The problem
Copy out each line of the data that includes the string "World".

Collected data:
........

PR #1430, opened 2017-07-09
Replace references to EntitySkeleton.

JBYoshi:
- In MixinArmorEquipable, I simply replaced EntitySkeleton with AbstractSkeleton.
- In MixinRanger, I saw the comment about mixing in to implementors of an interface. Mixin doesn't yet allow that for performance reasons, but it is possible to mix in to an interface directly, so I did that.
- In MixinEntityProjectileSource, I noticed that MixinEntityLivingBase already implemented both of the methods, and MixinEntityProjectileSource had also been removed from the mixin JSON file, so I simply deleted the class.

Fixes SpongePowered#1428.


src/main/java/org/spongepowered/common/mixin/core/entity/MixinRanger.java
```diff
@@ -24,22 +24,12 @@
...
 
-@Mixin({
-        EntityHuman.class,
-        EntitySkeleton.class,
-        EntitySnowman.class,
-        EntityWitch.class,
-        EntityWither.class
-})
+@Mixin(IRangedAttackMob.class)
 // TODO Remove when we can mix into implementors of an interface
```
liach: No need for this now

JBYoshi: Removed.

gabizou (approved):

liach (approved):

ghost:
Please backport this to 1.11.2 too, thanks.

PR #1435, opened 2017-07-13
Fix InjectionPoint support on constructor/method parameters.

Cybermaxke:
[API](https://github.com/SpongePowered/SpongeAPI/pull/1607) | **Common**

I ported it over from https://github.com/LanternPowered/LanternServer, but still needs some testing in the sponge environment.

The spi `InjectionPoint` works fine when you target `Field`s, but once you target `Method` or `Constructor` there is information about which parameter missing in the spi injection point. The current providers that use `InjectionPoint`s also ignore the fact that the target could be a parameter, and the method annotations are used here instead of the parameter ones.
Adding a convenient custom `InjectionPoint` makes it easier to get direct access to the information about the injected field/parameter.
There is currently no way to get the actual field/method, but this could be added if desired. IMO I don't see the need why any injection behavior would be different on a field or method, so there is no point in exposing it.

@kashike


src/main/java/org/spongepowered/common/inject/SpongeInjectionPoint.java
```diff
@@ -0,0 +1,84 @@
...
+    }
+
+    @Override
+    public Annotation[] getDeclaredAnnotations() {
+        return Arrays.copyOf(this.annotations, this.annotations.length);
+    }
+
+    @Override
+    public String toString() {
+        return MoreObjects.toStringHelper("InjectionPoint")
```
kashike: `MoreObjects.toStringHelper(this)`

kashike (changes requested):

src/main/java/org/spongepowered/common/inject/InjectionPointProvider.java
```diff
@@ -66,20 +73,35 @@ public boolean matches(Binding<?> binding) {
         }
     }
 
+    @Nullable
     private static InjectionPoint findInjectionPoint(List<DependencyAndSource> dependencyChain) {
```
kashike: It's worth noting that [`ProvisionListener$ProvisionInvocation#getDependencyChain()`](https://github.com/google/guice/blob/master/core/src/com/google/inject/spi/ProvisionListener.java#L66-L102) has been deprecated ([not long after `4.1` was released](https://github.com/google/guice/commit/6f185140d88feafeec65039a213f08a0abeff268)) and scheduled for removal in `4.4`, as is [`DependencyAndSource`](https://github.com/google/guice/blob/master/core/src/com/google/inject/spi/DependencyAndSource.java#L31-L33). 

Would you be able/willing to see about making this use the alternative method (as suggested in the javadocs) now, rather than later, to ensure that what we do is still possible down the road? If not, could you add a comment to this class, please?

Cybermaxke: Yes, I will look into the alternative method.

kashike (approved):

kashike:
Thanks.

PR #1437, opened 2017-07-14
Expand and implement the Instrument/Noteblock API.

Cybermaxke:
[API](https://github.com/SpongePowered/SpongeAPI/pull/1608) | **Common**

This PR implements the Instrument API and the expansions added by the API PR.

### DIFF
--- a/src/main/java/org/spongepowered/common/registry/type/data/InstrumentTypeRegistryModule.java
+++ b/src/main/java/org/spongepowered/common/registry/type/data/InstrumentTypeRegistryModule.java
@@ -1,0 +1,75 @@
+/*
+ * This file is part of Sponge, licensed under the MIT License (MIT).
+ *
+ * Copyright (c) SpongePowered <https://www.spongepowered.org>
+ * Copyright (c) contributors
+ *
+ * Permission is hereby granted, free of charge, to any person obtaining a copy
+ * of this software and associated documentation files (the "Software"), to deal
+ * in the Software without restriction, including without limitation the rights
+ * to use, copy, modify, merge, publish, distribute, sublicense, and/or sell
+ * copies of the Software, and to permit persons to whom the Software is
+ * furnished to do so, subject to the following conditions:
+ *
+ * The above copyright notice and this permission notice shall be included in
+ * all copies or substantial portions of the Software.
+ *
+ * THE SOFTWARE IS PROVIDED "AS IS", WITHOUT WARRANTY OF ANY KIND, EXPRESS OR
+ * IMPLIED, INCLUDING BUT NOT LIMITED TO THE WARRANTIES OF MERCHANTABILITY,
+ * FITNESS FOR A PARTICULAR PURPOSE AND NONINFRINGEMENT. IN NO EVENT SHALL THE
+ * AUTHORS OR COPYRIGHT HOLDERS BE LIABLE FOR ANY CLAIM, DAMAGES OR OTHER
+ * LIABILITY, WHETHER IN AN ACTION OF CONTRACT, TORT OR OTHERWISE, ARISING FROM,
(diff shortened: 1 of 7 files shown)


parlough:
Would be good to add a test plugin for some of these additions :)

parlough (approved):
Tested these additions and they seemed to work perfectly. 

Looks good to me. Cheers! 🍰

src/main/java/org/spongepowered/common/mixin/core/tileentity/MixinTileEntityNote.java
```diff
@@ -54,4 +72,42 @@ public void supplyVanillaManipulators(List<DataManipulator<?, ?>> manipulators)
...
+        super.writeToNbt(compound);
+        if (this.overriddenInstrument != null) {
+            compound.setString(OVERRIDDEN_INSTRUMENT_KEY, this.overriddenInstrument.getId());
+        }
+    }
+
+    @Redirect(method = "triggerNote(Lnet/minecraft/world/World;Lnet/minecraft/util/math/BlockPos;)V",
+            at = @At(value = "INVOKE", target = "Lnet/minecraft/world/World;addBlockEvent("
+                    + "Lnet/minecraft/util/math/BlockPos;Lnet/minecraft/block/Block;II)V"))
+    public void onTriggerNote(World target, BlockPos blockPos, Block block, int instrument, int note) {
```
stephan-gh: No need to have this public (can be private)

stephan-gh (changes requested):

src/main/java/org/spongepowered/common/mixin/core/tileentity/MixinTileEntityNote.java
Cybermaxke: Fixed

src/main/java/org/spongepowered/common/registry/type/data/InstrumentTypeRegistryModule.java
```diff
@@ -0,0 +1,99 @@
...
+import org.spongepowered.api.registry.util.RegisterCatalog;
+import org.spongepowered.common.data.type.SpongeInstrumentType;
+
+import java.util.Collection;
+import java.util.HashMap;
+import java.util.Locale;
+import java.util.Map;
+import java.util.Optional;
+
+public class InstrumentTypeRegistryModule implements AlternateCatalogRegistryModule<InstrumentType> {
```
gabizou: Isn't there a better registry module you can extend to remove all the boilerplate?

testplugins/src/main/java/org/spongepowered/test/InstrumentTestPlugin.java
```diff
@@ -0,0 +1,66 @@
...
+import org.spongepowered.api.plugin.Plugin;
+import org.spongepowered.api.text.Text;
+import org.spongepowered.api.util.Tristate;
+
+@SuppressWarnings("ConstantConditions")
+@Plugin(id = "instrument-test")
+public class InstrumentTestPlugin {
+
+    @Listener
+    public void onUseItem(InteractBlockEvent.Primary.MainHand event, @First Player player) {
```
gabizou: This should be toggle able in my opinion. If the plugin is disabled or enabled, because by default having. a plugin active where it mentions "you've done x", is rather annoying and sometimes startling.

gabizou (changes requested):

testplugins/src/main/java/org/spongepowered/test/InstrumentTestPlugin.java
Cybermaxke: This should also be done in some of the other test plugins, the `InventoryPluginTest` one is very annoying.

gabizou: Agreed.

Issue #1431, opened 2017-07-10
Inventory#query(Object[]) returns an empty inventory every time


pie-flavor:
Code: 
```java
player.getInventory().query(ItemTypes.STICK, ItemStack.of(ItemTypes.BLAZE_ROD, 5))
```
Inventory contains a stick and a stack of five blaze rods.
The returned `Inventory` is empty.

SpongeVanilla 1.11.2-6.1.0-BETA-11

JBYoshi:
A quick note: I decided to have the method ignore the stack size. Let me know if it should be changed.

pie-flavor:
I think there should be two methods, one for each behavior, just like the current ItemStack query methods.

JBYoshi:
@pie-flavor I have updated the behavior for API versions 6 and 7. I haven't changed API 5 because it uses a stack size of -1 to specify that the stack size should be ignored.

Mumfrey:
No, `queryAny` is bad and I can't believe you added this without discussing it.

Mumfrey:
I mean. This is where inconsistency starts, there are so many ways this could have been done nicely and adding an extra, totally redundant method is a bloody stupid way of going about it and makes the whole thing inconsistent.

`query` - queries the things
`queryAny` - queries *any of the things*?   ... waht?

This is half-baked, inconsistent, and needs to be removed ASAP. Fortunately, the half-bakedness continues to the implementation where you **didn't test your build before you pushed the code**, meaning it's broken.

You need to revert these changes.

Mumfrey:
To be clear, the changes to the strategy are fine and I approve. But I'm absolutely bloody furious that you would change the `Inventory` interface in such a careless manner without so much as a discussion.

JBYoshi:
@Mumfrey Reverted.

Mumfrey:
Thankyou. I see that there's another `queryAny` which was added by @Faithcaio previously which I'm not desperately happy about either but it's been there too long to change. We should probably remove it in API 7.

Propose some better combinatorial approaches and we can discuss them.

Faithcaio:
The queryAny I added was to query ItemStacks of **any** size as it was no longer possible to created -1 sized stacks.

Faithcaio:
just leaving this here:
query(Predicate<ItemStack>...)

pie-flavor:
@Mumfrey That was... an explosion, to say the least. How would _you_ recommend we go about adding support for both querying including stack size, and querying ignoring it?

PR #1440, opened 2017-07-15
Implement rewrite of inventory queries.

JBYoshi:
[SpongeAPI](https://github.com/SpongePowered/SpongeAPI/pull/1610) | **SpongeCommon**

When inventories were first added, they had support for querying for sub-inventories based on various attributes about them. One of those attributes was the type of `ItemStack` they contained. However, sometimes, developers want to use the quantity of the `ItemStack`, and sometimes they want to ignore it but keep the data on it. Originally, the way to specify this was through a quantity of `-1`. Then Minecraft dropped support for negative quantities. Sponge left in its wake a `queryAny()` method that ignored the quantity. In a discussion earlier today, Mumfrey decided this system needed to change, and I decided to be the one to write it. This version exposes a `QueryOperation` that tells the query how to treat each argument. It should also be more flexible than the current system in case Minecraft breaks some other behavior in the future.

Closes https://github.com/SpongePowered/SpongeCommon/issues/1431.


src/main/java/org/spongepowered/common/item/inventory/query/SpongeQueryOperationType.java
```diff
@@ -0,0 +1,49 @@
...
+
+    public SpongeQueryOperationType(String id, Function<T, SpongeQueryOperation> newInstance) {
+        super(id);
+        this.newInstance = newInstance;
+    }
+
+    @Override
+    public QueryOperation of(T arg) {
+        checkNotNull(arg);
+        return newInstance.apply(arg);
```
kashike: `this.`

src/main/java/org/spongepowered/common/registry/CommonModuleRegistry.java
```diff
@@ -41,8 +41,51 @@
 import org.spongepowered.api.data.meta.PatternLayer;
 import org.spongepowered.api.data.persistence.DataFormat;
 import org.spongepowered.api.data.persistence.DataTranslator;
-import org.spongepowered.api.data.type.*;
```
kashike: undo

kashike (changes requested):

src/main/java/org/spongepowered/common/registry/CommonModuleRegistry.java
JBYoshi: I went back through all the imports only to find that IntelliJ undid all of my changes... then I pressed the "undo" button and it immediately went back through and "fixed" the imports for me... :rage:

src/main/java/org/spongepowered/common/item/inventory/query/SpongeQueryOperationType.java
JBYoshi: Fixed.

Zidane:
@JBYoshi Is this ready to go?

@Faithcaio @Mumfrey How is this looking?

PR #1752, opened 2018-02-02
Implement the new pathfinders and advanced agent data

liach:
[**SpongeAPI**](https://github.com/SpongePowered/SpongeAPI/pull/1758) | **SpongeCommon**

This overhauled the agent data to support the new value and added a mixin to implement the newly exposed `PathNavigate` (navigator).

### DIFF
--- a/src/main/java/org/spongepowered/common/mixin/core/entity/MixinEntityLiving.java
+++ b/src/main/java/org/spongepowered/common/mixin/core/entity/MixinEntityLiving.java
@@ -26,8 +26,10 @@ package org.spongepowered.common.mixin.core.entity;
 
 import net.minecraft.entity.EntityLiving;
 import net.minecraft.entity.EntityLivingBase;
+import net.minecraft.entity.SharedMonsterAttributes;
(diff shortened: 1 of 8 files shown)


src/main/java/org/spongepowered/common/mixin/core/entity/MixinEntityLiving.java
```diff
@@ -276,14 +284,19 @@ private boolean onCanGrief(GameRules gameRules, String rule) {
...
-        return new SpongeAgentData(!this.isAIDisabled());
+        return new SpongeAgentData(!this.isAIDisabled(), this.getEntityAttribute(SharedMonsterAttributes.FOLLOW_RANGE).getBaseValue());
     }
 
     @Override
     public Value<Boolean> aiEnabled() {
         return new SpongeValue<>(Keys.AI_ENABLED, true, !this.isAIDisabled());
     }
 
+    @Intrinsic
```
gabizou, line 295: Since the return type is different, intrinsic isn't needed.

gabizou (changes requested):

........

The answer
+    @Redirect(method = "triggerNote(Lnet/minecraft/world/World;Lnet/minecraft/util/math/BlockPos;)V",
+            at = @At(value = "INVOKE", target = "Lnet/minecraft/world/World;addBlockEvent("
+    public void onTriggerNote(World target, BlockPos blockPos, Block block, int instrument, int note) {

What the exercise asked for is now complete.